PR #2176, opened 2025-09-04
fix: avoid changing the object types masking

minottic:
## Description
This fixes the bug reported [here](https://github.com/paulscherrerinstitute/scicat-ci/issues/336). It was due to instanceToPlain applying the schema definition of lifecycle class which misses the _id def, which converted it to a buffer. This rewrite, being more generic, avoids changing the object with "toPlain" and replaces the emails inplace, checking the recursion with a weakSet. Without the weakSet, mongoose goes into recursion error as mongoose references itself infenitely 

## Fixes

* avoid running toPlain that has side effects
* simplify recursion

## Tests included

- [x] Passing? 

## Documentation

### DIFF
--- a/src/common/interceptors/mask-sensitive-data.interceptor.ts
+++ b/src/common/interceptors/mask-sensitive-data.interceptor.ts
@@ -6,44 +6,43 @@ import {
   NestInterceptor,
 } from "@nestjs/common";
 import { APP_INTERCEPTOR } from "@nestjs/core";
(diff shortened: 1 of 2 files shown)


bpedersen2 (commented):
Looks reasonable

minottic:
> Looks reasonable

thanks! Happy to approve?

bpedersen2 (approved):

○ ○ ○ ○ ○ ○ ○

EXERCISE INSTRUCTIONS – A word-for-word repeat of the full data is needed.

RESPONSE BOX –
PR #2176, opened 2025-09-04
fix: avoid changing the object types masking

minottic:
## Description
This fixes the bug reported [here](https://github.com/paulscherrerinstitute/scicat-ci/issues/336). It was due to instanceToPlain applying the schema definition of lifecycle class which misses the _id def, which converted it to a buffer. This rewrite, being more generic, avoids changing the object with "toPlain" and replaces the emails inplace, checking the recursion with a weakSet. Without the weakSet, mongoose goes into recursion error as mongoose references itself infenitely 

## Fixes

* avoid running toPlain that has side effects
* simplify recursion

## Tests included

- [x] Passing? 

## Documentation

### DIFF
--- a/src/common/interceptors/mask-sensitive-data.interceptor.ts
+++ b/src/common/interceptors/mask-sensitive-data.interceptor.ts
@@ -6,44 +6,43 @@ import {
   NestInterceptor,
 } from "@nestjs/common";
 import { APP_INTERCEPTOR } from "@nestjs/core";
(diff shortened: 1 of 2 files shown)


bpedersen2 (commented):
Looks reasonable

minottic:
> Looks reasonable

thanks! Happy to approve?

bpedersen2 (approved):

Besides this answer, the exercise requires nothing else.